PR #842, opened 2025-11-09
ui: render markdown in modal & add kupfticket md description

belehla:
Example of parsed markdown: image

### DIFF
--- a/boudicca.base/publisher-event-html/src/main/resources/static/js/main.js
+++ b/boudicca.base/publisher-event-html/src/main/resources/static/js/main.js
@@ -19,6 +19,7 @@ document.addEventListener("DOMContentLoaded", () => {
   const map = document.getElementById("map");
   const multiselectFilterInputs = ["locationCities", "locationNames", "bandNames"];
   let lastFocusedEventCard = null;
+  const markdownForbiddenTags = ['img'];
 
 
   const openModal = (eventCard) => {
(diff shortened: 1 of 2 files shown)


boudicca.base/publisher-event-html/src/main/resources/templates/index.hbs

========================================================================

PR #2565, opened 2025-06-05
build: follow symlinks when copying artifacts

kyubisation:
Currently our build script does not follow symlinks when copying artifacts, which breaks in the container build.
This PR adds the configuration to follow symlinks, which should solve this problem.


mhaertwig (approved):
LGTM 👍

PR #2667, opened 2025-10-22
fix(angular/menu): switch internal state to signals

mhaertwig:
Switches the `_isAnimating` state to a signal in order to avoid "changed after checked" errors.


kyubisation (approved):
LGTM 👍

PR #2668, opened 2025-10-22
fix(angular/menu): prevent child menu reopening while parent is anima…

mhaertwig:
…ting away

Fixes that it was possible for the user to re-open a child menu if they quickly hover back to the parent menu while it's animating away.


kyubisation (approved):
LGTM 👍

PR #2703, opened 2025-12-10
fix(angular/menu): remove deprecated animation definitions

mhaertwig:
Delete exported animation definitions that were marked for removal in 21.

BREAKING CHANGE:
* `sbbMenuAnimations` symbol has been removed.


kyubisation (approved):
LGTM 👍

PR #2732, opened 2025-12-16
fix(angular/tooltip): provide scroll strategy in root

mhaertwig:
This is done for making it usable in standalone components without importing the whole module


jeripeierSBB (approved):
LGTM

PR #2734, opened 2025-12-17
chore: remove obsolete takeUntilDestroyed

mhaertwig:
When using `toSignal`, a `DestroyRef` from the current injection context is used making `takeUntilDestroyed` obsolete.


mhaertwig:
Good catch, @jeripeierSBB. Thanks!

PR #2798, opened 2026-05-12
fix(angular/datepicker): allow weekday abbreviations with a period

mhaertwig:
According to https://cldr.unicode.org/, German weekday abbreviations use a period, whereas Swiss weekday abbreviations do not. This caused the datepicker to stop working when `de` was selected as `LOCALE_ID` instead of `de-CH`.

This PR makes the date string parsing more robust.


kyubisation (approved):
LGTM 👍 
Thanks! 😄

========================================================================

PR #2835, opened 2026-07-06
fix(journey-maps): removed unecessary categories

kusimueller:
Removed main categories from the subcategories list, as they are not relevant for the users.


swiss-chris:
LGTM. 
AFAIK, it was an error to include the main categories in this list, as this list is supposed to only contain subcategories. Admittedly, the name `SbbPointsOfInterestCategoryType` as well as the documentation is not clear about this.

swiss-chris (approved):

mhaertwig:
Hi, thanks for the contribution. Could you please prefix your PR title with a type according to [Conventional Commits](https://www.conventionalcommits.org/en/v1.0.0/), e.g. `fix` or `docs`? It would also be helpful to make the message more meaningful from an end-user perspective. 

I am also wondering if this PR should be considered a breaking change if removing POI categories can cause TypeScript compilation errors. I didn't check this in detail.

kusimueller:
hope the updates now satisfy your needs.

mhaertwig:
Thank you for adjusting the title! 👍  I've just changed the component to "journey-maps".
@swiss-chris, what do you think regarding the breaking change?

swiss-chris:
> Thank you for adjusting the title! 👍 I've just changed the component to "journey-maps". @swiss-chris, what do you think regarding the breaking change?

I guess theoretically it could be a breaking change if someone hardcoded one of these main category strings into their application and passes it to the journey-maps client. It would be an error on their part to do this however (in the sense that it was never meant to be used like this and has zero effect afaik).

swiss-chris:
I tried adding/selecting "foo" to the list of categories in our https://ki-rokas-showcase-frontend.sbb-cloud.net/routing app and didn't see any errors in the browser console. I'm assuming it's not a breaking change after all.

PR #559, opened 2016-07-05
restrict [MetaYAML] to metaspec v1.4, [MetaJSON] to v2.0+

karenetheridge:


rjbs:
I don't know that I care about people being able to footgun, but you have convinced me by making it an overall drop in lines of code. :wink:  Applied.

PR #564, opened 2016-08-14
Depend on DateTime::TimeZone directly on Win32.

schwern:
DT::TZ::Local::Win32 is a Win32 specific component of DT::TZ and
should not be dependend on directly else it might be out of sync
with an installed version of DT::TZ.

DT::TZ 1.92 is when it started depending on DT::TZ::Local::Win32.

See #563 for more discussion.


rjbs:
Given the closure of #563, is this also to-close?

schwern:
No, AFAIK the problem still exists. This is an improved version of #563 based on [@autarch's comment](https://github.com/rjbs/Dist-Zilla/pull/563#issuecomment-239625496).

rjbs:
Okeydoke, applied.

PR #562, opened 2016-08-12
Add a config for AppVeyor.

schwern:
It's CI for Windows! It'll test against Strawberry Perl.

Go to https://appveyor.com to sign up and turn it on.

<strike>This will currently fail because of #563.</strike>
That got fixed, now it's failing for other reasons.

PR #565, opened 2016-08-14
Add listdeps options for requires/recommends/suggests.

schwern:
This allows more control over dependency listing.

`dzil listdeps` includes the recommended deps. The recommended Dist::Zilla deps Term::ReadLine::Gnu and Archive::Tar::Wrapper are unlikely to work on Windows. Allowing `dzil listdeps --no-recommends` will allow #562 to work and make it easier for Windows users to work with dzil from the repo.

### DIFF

========================================================================

Exercise - With "away" as the word to match, copy each line of the records that has it.

Exercise solution -
…ting away
Fixes that it was possible for the user to re-open a child menu if they quickly hover back to the parent menu while it's animating away.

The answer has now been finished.